- Underhill in 1902
- Born: 1854 Tipton, Staffordshire, England
- Died: 8 May 1917 (aged 62–63)
- Education: University of Edinburgh (MB ChB)
- Occupations: Physician, surgeon
- Spouse: Mary Isabel Charlton
- Children: At least 14
- Relatives: Charles Edward Underhill Thomas Pretious Heslop

= Thomas Edgar Underhill =

English physician

Thomas Edgar Underhill FRSE FRCSE (1854 - 8 May 1917) was a 19th/20th century English physician and surgeon. He was an expert on Gorham's disease and spontaneous fractures.

==Life==
He was born in Tipton in Staffordshire, the youngest son of Emily Margaretta Roe and her husband, Dr William Lees Underhill (1814-1894).

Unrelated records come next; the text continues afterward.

PR #28937, opened 2026-03-31
Add NEAREST join support

### LINKED ISSUE #21759: Add support for ASOF join

martint:
Add support for NEAREST in CROSS JOIN and LEFT JOIN ... ON TRUE.

For example:

```sql
...
FROM trades
LEFT JOIN NEAREST (
    FROM quotes
    WHERE quotes.symbol = trades.symbol
    MATCH quotes.ts <= trades.ts
) ON TRUE
```

and 

```sql
...
FROM trades
CROSS JOIN NEAREST (
    FROM quotes
    WHERE quotes.symbol = trades.symbol
    MATCH quotes.ts <= trades.ts
)
```

The current implementation produces a naive plan that leverages existing plan IR  and operators. A more performant implementation will require custom plan nodes and  a dedicated join-like operator.

CROSS JOIN plan shape:

    - Project[left columns..., nearest columns...]
       - TopNRanking[ROW_NUMBER by (left_unique) order by (candidate_key)] 
           - Join[INNER on (WHERE and MATCH)] 
               - AssignUniqueId[left_unique] 
                   - left input 
               - NEAREST source

LEFT JOIN ... ON TRUE plan shape:

    - Project[left columns..., nearest columns...]
       - TopNRanking[ROW_NUMBER by (left_unique) order by (candidate_key)] 
           - Join[LEFT on (WHERE and MATCH)] 
               - AssignUniqueId[left_unique] 
                   - left input 
               - NEAREST source

- Fixes #21759

## Release notes

```markdown
## General
* Add support for the `NEAREST` clause for approximate matches in joins. ({issue}`21759`)
```


core/trino-main/src/main/java/io/trino/sql/planner/RelationPlanner.java
```diff
@@ -1231,6 +1258,92 @@ private static Optional<Lateral> getLateral(Relation relation)
         return Optional.empty();
     }
 
+    private RelationPlan planNearestJoin(Join join, RelationPlan leftPlan, Nearest nearest)
```
Praveen2112: This can also be designed as a Optimizer rule right ?

core/trino-main/src/main/java/io/trino/sql/analyzer/StatementAnalyzer.java
```diff
@@ -4066,6 +4141,43 @@ private boolean isJsonTable(Relation node)
...
+                return isNearestRelation(aliasedRelation.getRelation());
+            }
+            return node instanceof Nearest;
+        }
+
+        private NearestAnalysis analyzeNearestMatch(Nearest node, Scope nearestScope, Scope leftScope)
+        {
+            if (!(node.getMatch() instanceof ComparisonExpression comparison)) {
+                throw semanticException(NOT_SUPPORTED, node.getMatch(), "NEAREST MATCH clause must be a comparison expression");
+            }
```
Praveen2112, line 4174: Is having a match expression like `colA > colB AND colC > colD` is also a valid syntax in the future ?

core/trino-main/src/main/java/io/trino/sql/planner/RelationPlanner.java
martint: It can but not in this PR. This is meant to be the minimally possible implementation.

core/trino-main/src/main/java/io/trino/sql/analyzer/StatementAnalyzer.java
martint: Not likely. The challenge is that the condition needs to be a total order. For example, given (2,2) on the left side, and (2,1) vs (1,2) on the right side, which one is nearest?

Praveen2112: We can provide an ordering scheme right ?

martint: The ordering scheme is implied by the match expression. Given `left.a > right.a`, it says "given a row in `left`, find the row in `right` with the closest value that's smaller than `left.a`"

core/trino-main/src/main/java/io/trino/sql/planner/RelationPlanner.java
```diff
@@ -1231,6 +1258,92 @@ private static Optional<Lateral> getLateral(Relation relation)
...
+        RelationPlan candidatePlan = new RelationPlan(candidateRoot, analysis.getScope(nearest), candidateOutputs, outerContext);
+
+        NearestAnalysis nearestAnalysis = analysis.getNearest(nearest);
+        PlanBuilder candidateBuilder = newPlanBuilder(candidatePlan, analysis, lambdaDeclarationToSymbolMap, session, plannerContext)
+                .appendProjections(ImmutableList.of(nearestAnalysis.candidateExpression()), symbolAllocator, idAllocator);
+
+        Symbol orderingSymbol = candidateBuilder.translate(nearestAnalysis.candidateExpression());
+        SortOrder sortOrder = switch (nearestAnalysis.operator()) {
+            case LESS_THAN, LESS_THAN_OR_EQUAL -> SortOrder.DESC_NULLS_LAST;
+            case GREATER_THAN, GREATER_THAN_OR_EQUAL -> SortOrder.ASC_NULLS_LAST;
```
Praveen2112, line 1338: In case of NaN and Infinity, -Infinity, do we need any special handling for the NEAREST join support ?

core/trino-main/src/main/java/io/trino/sql/analyzer/StatementAnalyzer.java
Praveen2112: > The challenge is that the condition needs to be a total order.

In case of single comparison expression we could infer from the match expression. If we support something like colA > colB AND colC > colD - we could take in an Ordering scheme to find the nearest expression.

core/trino-main/src/main/java/io/trino/sql/planner/RelationPlanner.java
martint: They will follow normal double/real comparison semantics.

core/trino-main/src/main/java/io/trino/sql/analyzer/StatementAnalyzer.java
martint: Not sure I understand what you're suggesting. Can you provide a concrete example?

core/trino-main/src/main/java/io/trino/sql/planner/RelationPlanner.java
Praveen2112: Should we fail early if we try to find a nearest column on a non-comparable type ? I assume it would fail if there isn't any resolved function for the same. But would it make sense to apply this check here ?

martint: It's already handled by the analyzer. See https://github.com/trinodb/trino/pull/28937/changes/75fa72be5ddb553faf9670c1c70614bfd8b58b39#diff-f7e345d57c9a04d4f8c2409e09245adca19a7fe8a20b3255bbae7a97dc0f4a9dR1746

core/trino-main/src/main/java/io/trino/sql/analyzer/StatementAnalyzer.java
Praveen2112: I was thinking if we need any query patterns 

FROM trades
LEFT JOIN NEAREST (
    FROM quotes
    WHERE quotes.symbol = trades.symbol
    MATCH quotes.ts <= trades.ts AND quotes.col <= trades.col 
    ORDER BY candidate_key_1, candidate_key_2
) ON TRUE


in this format.

martint: Thanks. That gets dangerously close to the general-purpose LATERAL query syntax for which NEAREST is syntactic sugar:

```sql
SELECT *
FROM trades
LEFT JOIN LATERAL (
    SELECT *
    FROM quotes
    WHERE quotes.symbol = trades.symbol
      AND quotes.ts <= trades.ts AND quotes.col <= trades.col
    ORDER BY candidate_key_1, candidate_key_2
    FETCH FIRST 1 ROW ONLY
) ON TRUE
```

Once you get to that point, you might as well use this form directly.

findepi:
This is awesome proof of concept! I am not sure the syntax is ideal from user perspective yet. I have posted syntax considerations to the issue:

- https://github.com/trinodb/trino/issues/21759#issuecomment-4175362019

core/trino-main/src/main/java/io/trino/sql/analyzer/StatementAnalyzer.java
```diff
@@ -1702,6 +1706,57 @@ protected Scope visitLateral(Lateral node, Optional<Scope> scope)
             return createAndAssignScope(node, scope, queryScope.getRelationType());
         }
 
+        @Override
+        protected Scope visitNearest(Nearest node, Optional<Scope> scope)
+        {
+            if (scope.isEmpty()) {
+                throw semanticException(NOT_SUPPORTED, node, "NEAREST is only supported on the right side of CROSS JOIN or LEFT JOIN");
```
kasiafi: Can we also support IMPLICIT join and INNER ... ON TRUE?

nearest-join-plan.md
kasiafi, line 1: This isn't meant to be merged, is it?

Also, we need a documentation section for `NEAREST`.

core/trino-main/src/main/java/io/trino/sql/analyzer/StatementAnalyzer.java
```diff
@@ -1702,6 +1706,57 @@ protected Scope visitLateral(Lateral node, Optional<Scope> scope)
...
+            }
+
+            Scope leftScope = scope.orElseThrow();
+
+            // NEAREST is treated as a lateral relation by visitJoin(), but in the current implementation only the
+            // top-level WHERE and MATCH clauses may correlate with the left side of the join.
+            // The inner FROM relation is analyzed against the query boundary so it behaves like an
+            // uncorrelated relation body.
+            //
+            // If NEAREST is extended to allow correlation inside FROM <relation>, analyze the
```
kasiafi: add `TODO`.

core/trino-main/src/main/java/io/trino/sql/analyzer/StatementAnalyzer.java
```diff
@@ -3429,13 +3484,19 @@ protected Scope visitJoin(Join node, Optional<Scope> scope)
         {
             JoinCriteria criteria = node.getCriteria().orElse(null);
             if (criteria instanceof NaturalJoin) {
+                if (isNearestRelation(node.getRight())) {
+                    throw semanticException(NOT_SUPPORTED, node, "NATURAL JOIN involving NEAREST is not supported");
+                }
```
kasiafi: I would not special case for NEAREST here. Natural join is generally unsupported, and when we support it, we will have to revise all lateral right sides, not only NEAREST.

core/trino-main/src/main/java/io/trino/sql/analyzer/StatementAnalyzer.java
```diff
@@ -3429,13 +3484,19 @@ protected Scope visitJoin(Join node, Optional<Scope> scope)
...
                 throw semanticException(NOT_SUPPORTED, node, "Natural join not supported");
             }
 
             Scope left = process(node.getLeft(), scope);
             Scope right = process(node.getRight(), isLateralRelation(node.getRight()) ? Optional.of(left) : scope);
 
             if (isLateralRelation(node.getRight())) {
+                if (isNearestRelation(node.getRight()) && node.getType() != Join.Type.CROSS && node.getType() != LEFT) {
+                    throw semanticException(NOT_SUPPORTED, node, "%s JOIN involving NEAREST is not supported", node.getType().name());
+                }
```
kasiafi: The NEAREST case is handled in two places in this block. Can we make it one?

core/trino-main/src/main/java/io/trino/sql/analyzer/StatementAnalyzer.java
```diff
@@ -4066,6 +4141,43 @@ private boolean isJsonTable(Relation node)
...
+            return node instanceof Nearest;
+        }
+
+        private NearestAnalysis analyzeNearestMatch(Nearest node, Scope nearestScope, Scope leftScope)
+        {
+            if (!(node.getMatch() instanceof ComparisonExpression comparison)) {
+                throw semanticException(NOT_SUPPORTED, node.getMatch(), "NEAREST MATCH clause must be a comparison expression");
+            }
+
+            boolean leftReferencesSource = hasReferencesToScope(comparison.getLeft(), analysis, nearestScope);
```
kasiafi: Maybe add a comment that this checks whether the expression references FROM.

core/trino-main/src/main/java/io/trino/sql/analyzer/StatementAnalyzer.java
```diff
@@ -4066,6 +4141,43 @@ private boolean isJsonTable(Relation node)
...
+            boolean rightReferencesSource = hasReferencesToScope(comparison.getRight(), analysis, nearestScope);
+            if (leftReferencesSource == rightReferencesSource) {
+                throw semanticException(NOT_SUPPORTED, node.getMatch(), "NEAREST MATCH clause must compare one source expression with one non-source expression");
```
kasiafi: We could revise the comments and error messages for consistency: some talk about "source", and some about "FROM". I think that "FROM relation" everywhere would make them easier to understand.

core/trino-main/src/main/java/io/trino/sql/analyzer/StatementAnalyzer.java
```diff
@@ -4066,6 +4141,43 @@ private boolean isJsonTable(Relation node)
...
+            }
+
+            Expression candidateExpression = leftReferencesSource ? comparison.getLeft() : comparison.getRight();
+            Expression outerExpression = leftReferencesSource ? comparison.getRight() : comparison.getLeft();
+            if (hasReferencesToScope(candidateExpression, analysis, leftScope) || hasReferencesToScope(outerExpression, analysis, nearestScope)) {
+                throw semanticException(NOT_SUPPORTED, node.getMatch(), "NEAREST MATCH clause must keep source and non-source expressions on opposite sides");
+            }
```
kasiafi: This is easier to express with four booleans: `leftReferencesSource`, `rightReferencesSource`, `leftReferencesOuter`, `rightReferencesOuter`.

core/trino-main/src/main/java/io/trino/sql/planner/RelationPlanner.java
kasiafi: rename to `planJoinNearest`.

core/trino-main/src/main/java/io/trino/sql/planner/RelationPlanner.java
```diff
@@ -1231,6 +1258,92 @@ private static Optional<Lateral> getLateral(Relation relation)
...
+                rightPlanBuilder.getRoot().getOutputSymbols(),
+                false,
+                Optional.of(IrUtils.and(predicates.stream()
+                        .map(expression -> coerceIfNecessary(analysis, expression, candidateTranslations.rewrite(expression)))
+                        .collect(toImmutableList()))),
+                Optional.empty(),
+                Optional.empty(),
+                ImmutableMap.of(),
+                Optional.empty());
+        RelationPlan candidatePlan = new RelationPlan(candidateRoot, analysis.getScope(nearest), candidateOutputs, outerContext);
```
kasiafi, line 1329: I don't get how it works: we're compiling the scope of nearest source relation `analysis.getScope(nearest)` with joined outputs from outer and source relations `candidateOutputs`...

core/trino-main/src/main/java/io/trino/sql/planner/RelationPlanner.java
```diff
@@ -1231,6 +1258,92 @@ private static Optional<Lateral> getLateral(Relation relation)
...
+        PlanNode candidateRoot = new JoinNode(
+                idAllocator.getNextId(),
+                join.getType() == Join.Type.LEFT ? JoinType.LEFT : JoinType.INNER,
+                leftPlanBuilder.getRoot(),
+                rightPlanBuilder.getRoot(),
+                ImmutableList.of(),
+                leftPlanBuilder.getRoot().getOutputSymbols(),
+                rightPlanBuilder.getRoot().getOutputSymbols(),
+                false,
+                Optional.of(IrUtils.and(predicates.stream()
```
kasiafi, line 1322: `handleSubqueries()` for predicates is missing.

core/trino-main/src/test/java/io/trino/sql/analyzer/TestAnalyzer.java
```diff
@@ -4360,6 +4360,156 @@ public void testJoinLateral()
                 .hasMessage("line 1:63: FULL JOIN involving LATERAL relation is only supported with condition ON TRUE");
     }
 
+    @Test
+    public void testJoinNearest()
```
kasiafi, line 4365: test:
- implicit join
- NEAREST not in join
- WHERE / MATCH not boolean
- WHERE / MATCH involving window or grouping
- WHERE / MATCH involving a subquery
- unsupported comparison operators

kasiafi (approved):

nearest-join-plan.md
martint: Right, that wasn't supposed to be attached to the PR.

core/trino-main/src/main/java/io/trino/sql/planner/RelationPlanner.java
martint: `analysis.getScope(nearest)` is intentional. Unlike a normal join predicate, WHERE and MATCH are analyzed in the NEAREST scope, not the join scope. That scope has the left join input as its local parent and the NEAREST FROM relation as its own relation, so its local field layout is [left fields..., nearest fields...]. That is why it works. 

Having said that, it's not ideal. I'm working on a separate (future) change to add support for the equivalent LATERAL (...) form, so this planning code will eventually reduce to a desugaring to that shape.

martint:
@kasiafi, updated.

Also, added support for implicit ON TRUE.

findepi:
What is implicit ON TRUE? is it only for NEAREST or all the joins?

martint:
For all joins. It’s a similar idea to how the FROM clause is optional.

core/trino-grammar/src/main/antlr4/io/trino/grammar/sql/SqlBase.g4
```diff
@@ -482,6 +481,10 @@ relationPrimary
         )?
         ((ERROR | EMPTY) ON ERROR)?
       ')'                                                             #jsonTable
+    | NEAREST '('
+        FROM relation
+        (WHERE where=booleanExpression)?
+        MATCH match=booleanExpression ')'                             #nearest
```
findepi, line 487: Why not `NEAREST (relation) MATCH match`?

This would make for a simpler grammar that's more familiar to users. Otherwise there will be questions why I cannot SELECT before the FROM or, why i can have WHERE but not HAVING, etc.

martint: You *need* a WHERE clause to link the left and right sides of the join. I don't think that's more familiar to users. NEAREST is nothing but a simplified (syntactic sugar for) form of:

```sql
LATERAL (
    SELECT *
    FROM <relation>
    WHERE <condition> AND left.match_column <op> right.match_column
    ORDER BY <match column>
    LIMIT 1
)
```

If users want to do something more complicated, they can always use the explicit form.

core/trino-main/src/main/java/io/trino/sql/analyzer/StatementAnalyzer.java
```diff
@@ -3428,6 +3489,9 @@ protected Scope visitJoin(Join node, Optional<Scope> scope)
             if (criteria instanceof NaturalJoin) {
                 throw semanticException(NOT_SUPPORTED, node, "Natural join not supported");
             }
+            if (isNearestRelation(node.getRight())) {
+                validateNearestJoin(node, criteria);
+            }
```
kasiafi: Why is it handled outside the if block
`if (isLateralRelation(node.getRight())) {`
?

core/trino-main/src/main/java/io/trino/sql/analyzer/StatementAnalyzer.java
```diff
@@ -3440,32 +3504,28 @@ protected Scope visitJoin(Join node, Optional<Scope> scope)
...
+                        throw semanticException(
+                                NOT_SUPPORTED,
+                                getJoinErrorLocation(node, criteria),
+                                "%s JOIN involving JSON_TABLE is only supported with condition ON TRUE",
+                                node.getType().name());
                     }
                 }
-                else if (node.getType() == FULL) {
-                    if (!(criteria instanceof JoinOn joinOn) || !joinOn.getExpression().equals(TRUE_LITERAL)) {
+                else if (!isNearestRelation(node.getRight()) && node.getType() == FULL) {
```
kasiafi: It's a pity we can't check if it's a LATERAL with `isLateralRelation`, which would be in symmetry with other cases (NEAREST, UNNEST, JSON_TABLE).
For improved readability, can we inline NEAREST handling here after JSON_TABLE, and then handle LATERAL as
```
else {
  // assert that it's LATERAL
  ...
}
```

core/trino-main/src/main/java/io/trino/sql/analyzer/StatementAnalyzer.java
```diff
@@ -4063,6 +4128,78 @@ private boolean isJsonTable(Relation node)
...
+            return join;
+        }
+
+        private boolean isNearestRelation(Relation node)
+        {
+            if (node instanceof AliasedRelation aliasedRelation) {
+                return isNearestRelation(aliasedRelation.getRelation());
+            }
+            return node instanceof Nearest;
+        }
```
kasiafi, line 4146: Put this method next to  `isJsonTable`.

core/trino-main/src/main/java/io/trino/sql/analyzer/StatementAnalyzer.java
```diff
@@ -4063,6 +4128,78 @@ private boolean isJsonTable(Relation node)
...
+
+        private void validateNearestJoin(Join node, JoinCriteria criteria)
+        {
+            if (node.getType() != Join.Type.CROSS && node.getType() != LEFT) {
+                throw semanticException(NOT_SUPPORTED, node, "%s JOIN involving NEAREST is not supported", node.getType().name());
```
kasiafi: IMPLICIT join won't pass here.

kasiafi:
>Also, added support for implicit ON TRUE.

Is there implicit ON TRUE? I think that implicit join takes no criteria.
Also, we could support INNER JOIN ON TRUE.

core/trino-main/src/main/java/io/trino/sql/analyzer/StatementAnalyzer.java
kasiafi: Neither will INNER on true.

findepi:
> For all joins. It’s a similar idea to how the FROM clause is optional.

Snowflake's JOIN has optional ON clause, and I remember I had some problems with grammar ambiguities (which JOIN does this ON pertain to?) when working on antlr grammar for Snowflake. I don't remember the specifics though.

core/trino-grammar/src/main/antlr4/io/trino/grammar/sql/SqlBase.g4
findepi: > You _need_ a WHERE clause to link the left and right sides of the join.

If we're thinking about NEAREST as a special case of a join, we could use a syntax that describes that.

if we're thinking about `NEAREST MATCH` as a way to find the best match, then WHERE clause is no special.
The lateral subquery could be just values, some aggregation or something else. The MATCH is special, the WHERE is not. I don't see why grammar would make WHERE special.

core/trino-main/src/main/java/io/trino/sql/analyzer/StatementAnalyzer.java
```diff
@@ -4063,6 +4128,78 @@ private boolean isJsonTable(Relation node)
...
+            if (leftReferencesFromRelation == rightReferencesFromRelation) {
+                throw semanticException(NOT_SUPPORTED, node.getMatch(), "NEAREST MATCH clause must compare one FROM relation expression with one non-FROM expression");
+            }
+
+            if ((leftReferencesFromRelation && leftReferencesOuterRelation) || (rightReferencesFromRelation && rightReferencesOuterRelation)) {
+                throw semanticException(NOT_SUPPORTED, node.getMatch(), "NEAREST MATCH clause must keep FROM relation and non-FROM expressions on opposite sides");
+            }
+
+            Expression candidateExpression = leftReferencesFromRelation ? comparison.getLeft() : comparison.getRight();
+            Expression outerExpression = leftReferencesFromRelation ? comparison.getRight() : comparison.getLeft();
```
kasiafi: We don't require a reference to the outer relation. Is it intentional?

core/trino-main/src/main/java/io/trino/sql/planner/RelationPlanner.java
```diff
@@ -1231,6 +1259,108 @@ private static Optional<Lateral> getLateral(Relation relation)
...
+        PlanBuilder leftPlanBuilder = newPlanBuilder(leftPlanWithId, analysis, lambdaDeclarationToSymbolMap, session, plannerContext);
+        PlanBuilder rightPlanBuilder = newPlanBuilder(rightPlan, analysis, lambdaDeclarationToSymbolMap, session, plannerContext);
+        Analysis.SubqueryAnalysis subqueries = analysis.getSubqueries(nearest);
+        for (io.trino.sql.tree.Expression predicate : predicates) {
+            Set<QualifiedName> dependencies = NamesExtractor.extractNamesNoSubqueries(predicate, analysis.getColumnReferences());
+            if (dependencies.stream().allMatch(leftPlan.getScope().getRelationType()::canResolve)) {
+                leftPlanBuilder = subqueryPlanner.handleSubqueries(leftPlanBuilder, predicate, subqueries);
+            }
+            else {
+                // For mixed predicates, only uncorrelated subqueries are expected here. Plan them on one side
```
kasiafi: Why? Can't WHERE involve a correlated subquery?

core/trino-main/src/main/java/io/trino/sql/analyzer/StatementAnalyzer.java
```diff
@@ -4063,6 +4128,78 @@ private boolean isJsonTable(Relation node)
...
+
+            ComparisonExpression.Operator operator = leftReferencesFromRelation ? comparison.getOperator() : comparison.getOperator().flip();
+            if (operator != ComparisonExpression.Operator.LESS_THAN &&
+                    operator != ComparisonExpression.Operator.LESS_THAN_OR_EQUAL &&
+                    operator != ComparisonExpression.Operator.GREATER_THAN &&
+                    operator != ComparisonExpression.Operator.GREATER_THAN_OR_EQUAL) {
+                throw semanticException(NOT_SUPPORTED, node.getMatch(), "NEAREST MATCH clause must use <, <=, >, or >=");
+            }
+
+            return new NearestAnalysis(operator, candidateExpression, outerExpression);
```
kasiafi: I think that we don't need to record `outerExpression`.

core/trino-grammar/src/main/antlr4/io/trino/grammar/sql/SqlBase.g4
martint: NEAREST is not a special kind of join. It is a table-like relation, similar in spirit to UNNEST or JSON_TABLE, whose job is to return the row from its input that is closest to some anchor expression from the left side. In that model, MATCH is special because it defines what "closest" means. WHERE is not special, but it's what's needed for the function to constrain the candidate set based on some row on the left side of the join.

martint:
> Is there implicit ON TRUE? I think that implicit join takes no criteria.
Also, we could support INNER JOIN ON TRUE.

Right, what I meant by implicit was "implicit condition". I'll add support for implicit joins (i.e., `SELECT ... FROM t, NEAREST(...)`)

martint:
> ... some problems with grammar ambiguities ...

Let me look into that. In the meantime, I'll back out that extension. We can re-introduce it later to improve usability.

core/trino-main/src/main/java/io/trino/sql/planner/RelationPlanner.java
martint: Trying to keep things simpler for now. Handling a correlated query is more complicated in the current planning strategy for NEAREST. Once we desugar into the LATERAL (SELECT ... FROM ... WHERE ... ORDER BY ... LIMIT ...) form, we can add that functionality more naturally.

core/trino-main/src/main/java/io/trino/sql/analyzer/StatementAnalyzer.java
martint: Right. Left-over from refactoring.

core/trino-main/src/main/java/io/trino/sql/analyzer/StatementAnalyzer.java
martint: Yes, that is intentional. MATCH requires one side to come from the FROM relation, but the other side is only required to be non-FROM. It could be a constant, for instance. I'll add some tests for that scenario.

core/trino-main/src/main/java/io/trino/sql/analyzer/StatementAnalyzer.java
martint: Good catch. I'm adding support for implicit joins and inner join.

core/trino-main/src/main/java/io/trino/sql/analyzer/StatementAnalyzer.java
martint: No special reason. Fixing.

core/trino-main/src/main/java/io/trino/sql/planner/RelationPlanner.java
kasiafi: I understand the intention, but I think that such a correlation is currently allowed by the Analyzer.

core/trino-main/src/test/java/io/trino/sql/planner/TestLogicalPlanner.java
```diff
@@ -952,6 +952,116 @@ public void testCorrelatedJoinWithTopN()
                                         anyTree(tableScan("nation", ImmutableMap.of("nation_name", "name", "nation_regionkey", "regionkey")))))))));
     }
 
+    @Test
+    public void testCrossJoinNearest()
```
kasiafi: Neither of these tests asserts the full plan shape. I suggest limiting it to two test cases, for example 
- forward + LEFT
- backward + INNER,

and assert the full plan including AssignUniqueId, Join  etc... up to the pruning project on top

kasiafi (approved):
LGTM % LogicalPlanner test and the question about correlation in WHERE.

core/trino-main/src/main/java/io/trino/sql/planner/RelationPlanner.java
martint: Added checks in the analyzer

He studied medicine at the University of Edinburgh graduating with an MB ChB in 1876. He then joined his father as a general practitioner in Tipton before spending 27 years at Barnt Green near Bromsgrove. He lived at "Dunedin" in Barnt Green, named in homage to his alma mater.

He was elected a Fellow of the Royal Society of Edinburgh in 1889. His proposers were James Matthews Duncan, Sir John Macdonald, Lord Kingsburgh, Peter Guthrie Tait and Sir German Sims Woodhead.

He was President of the Birmingham Medical Mission and President of the Birmingham branch of the British Medical Association and of the Midland Medical Society.

Underhill died on 8 May 1917.

==Family==

He was married to Mary Isabel Charlton (b.1857) and together they had at least 14 children.

He was brother to Charles Edward Underhill.